> **WORK ITEM**
All entries should be copied exactly, none left out.

· · · ·

Issue #734, opened 2023-04-04
The backoff for k8s watch doesn't reset if successful


andersroos:
**What happened**:

After analyzing some logs I think the retry mechanism for the k8s watch is flawed. The fix in https://github.com/googleforgames/quilkin/issues/731 made an improvement, but there is a deeper issue.

The problem is that the backoff doesn't reset when the watch starts successfully The watch can fail at times for various reasons. For example in our cluster I have seen this error a few times: `watch stream failed: Error reading events stream: error reading a body from connection: error reading a body from connection: timed out` It doesn't happen often, but for a long lived manager stuff like this will be problematic.

This is not a problem the first few times because the backoff is short. The problem is that if this happens enough times over a period of time there can be a 5 minute outage where no new game servers can be contacted because the watch retry is in backoff. I think the backoff should reset when there is a successful start of the watch. Right now it accumulates over the lifetime of the manager process.

**What you expected to happen**:

When the k8s watch fails I expect it to retry immediatly if there has not been a problem with the watch recetnly.

**Environment**:
- Quilkin version: b13c84f

XAMPPRocky:
Thank you for your issue! That definitely seems like a bug, it's definitely not intentional or intuitive behaviour.

PR #839, opened 2023-10-27
Make MAX_DELAY of tryhard configurable

zezhehh:
**What type of PR is this?**
/kind feature

The default `MAX_DELAY` for `Provider::task` (5min), is way too long for our project, so we'd like it configurable. 

Not sure if it's a good solution, but I'll appreciate any input.

### DIFF
--- a/src/cli/relay.rs
+++ b/src/cli/relay.rs
@@ -120,6 +120,7 @@ impl Relay {
                         Ok(())
                     }
                 },
+                crate::config::providers::MAX_DELAY,
             )))
         } else if let Some(Providers::File { path }) = &self.providers {
             let config = config.clone();
@@ -135,6 +136,7 @@ impl Relay {
                         crate::config::watch::fs(config, provider_is_healthy, path, None).await
                     }
                 },
+                crate::config::providers::MAX_DELAY,
             )))
         } else {
             None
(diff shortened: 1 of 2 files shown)


andersroos:
Would be a work around for this issue: https://github.com/googleforgames/quilkin/issues/734

If we can put the max delay at 1-2 seconds or so the issue wouldn't be noticable.

markmandel:
🤔 if it's a workaround for what breaks the experience - should we instead just hardcode the max retry delay value to something like 5 seconds? (or even 2 seconds - it's not a lot of QPS), rather than have to create a new CLI API that potentially needs to be maintained going forward?

This also seems like a bug that should be reported/fixed in https://github.com/EmbarkStudios/tryhard, yeah?

zezhehh:
> 🤔 if it's a workaround for what breaks the experience - should we instead just hardcode the max retry delay value to something like 5 seconds? (or even 2 seconds - it's not a lot of QPS), rather than have to create a new CLI API that potentially needs to be maintained going forward?
> 
> This also seems like a bug that should be reported/fixed in [EmbarkStudios/tryhard](https://github.com/EmbarkStudios/tryhard), yeah?

Either works for us. I'm just not sure if a shorter max_delay will break other people's current systems. We haven't had a chance to explore `tryhard` yet, might do it later. :D

markmandel:
@XAMPPRocky WDYT? I'm tempted to just drop this down to 2 seconds as a workaround, and then go hunt upstream to `try_hard` to confirm if it resets backoff on success.

XAMPPRocky:
@markmandel I agree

· · · ·

> **EXERCISE ANSWER**
Issue #734, opened 2023-04-04
The backoff for k8s watch doesn't reset if successful


andersroos:
**What happened**:

After analyzing some logs I think the retry mechanism for the k8s watch is flawed. The fix in https://github.com/googleforgames/quilkin/issues/731 made an improvement, but there is a deeper issue.

The problem is that the backoff doesn't reset when the watch starts successfully The watch can fail at times for various reasons. For example in our cluster I have seen this error a few times: `watch stream failed: Error reading events stream: error reading a body from connection: error reading a body from connection: timed out` It doesn't happen often, but for a long lived manager stuff like this will be problematic.

This is not a problem the first few times because the backoff is short. The problem is that if this happens enough times over a period of time there can be a 5 minute outage where no new game servers can be contacted because the watch retry is in backoff. I think the backoff should reset when there is a successful start of the watch. Right now it accumulates over the lifetime of the manager process.

**What you expected to happen**:

When the k8s watch fails I expect it to retry immediatly if there has not been a problem with the watch recetnly.

**Environment**:
- Quilkin version: b13c84f

XAMPPRocky:
Thank you for your issue! That definitely seems like a bug, it's definitely not intentional or intuitive behaviour.

PR #839, opened 2023-10-27
Make MAX_DELAY of tryhard configurable

zezhehh:
**What type of PR is this?**
/kind feature

The default `MAX_DELAY` for `Provider::task` (5min), is way too long for our project, so we'd like it configurable. 

Not sure if it's a good solution, but I'll appreciate any input.

### DIFF
--- a/src/cli/relay.rs
+++ b/src/cli/relay.rs
@@ -120,6 +120,7 @@ impl Relay {
                         Ok(())
                     }
                 },
+                crate::config::providers::MAX_DELAY,
             )))
         } else if let Some(Providers::File { path }) = &self.providers {
             let config = config.clone();
@@ -135,6 +136,7 @@ impl Relay {
                         crate::config::watch::fs(config, provider_is_healthy, path, None).await
                     }
                 },
+                crate::config::providers::MAX_DELAY,
             )))
         } else {
             None
(diff shortened: 1 of 2 files shown)


andersroos:
Would be a work around for this issue: https://github.com/googleforgames/quilkin/issues/734

If we can put the max delay at 1-2 seconds or so the issue wouldn't be noticable.

markmandel:
🤔 if it's a workaround for what breaks the experience - should we instead just hardcode the max retry delay value to something like 5 seconds? (or even 2 seconds - it's not a lot of QPS), rather than have to create a new CLI API that potentially needs to be maintained going forward?

This also seems like a bug that should be reported/fixed in https://github.com/EmbarkStudios/tryhard, yeah?

zezhehh:
> 🤔 if it's a workaround for what breaks the experience - should we instead just hardcode the max retry delay value to something like 5 seconds? (or even 2 seconds - it's not a lot of QPS), rather than have to create a new CLI API that potentially needs to be maintained going forward?
> 
> This also seems like a bug that should be reported/fixed in [EmbarkStudios/tryhard](https://github.com/EmbarkStudios/tryhard), yeah?

Either works for us. I'm just not sure if a shorter max_delay will break other people's current systems. We haven't had a chance to explore `tryhard` yet, might do it later. :D

markmandel:
@XAMPPRocky WDYT? I'm tempted to just drop this down to 2 seconds as a workaround, and then go hunt upstream to `try_hard` to confirm if it resets backoff on success.

XAMPPRocky:
@markmandel I agree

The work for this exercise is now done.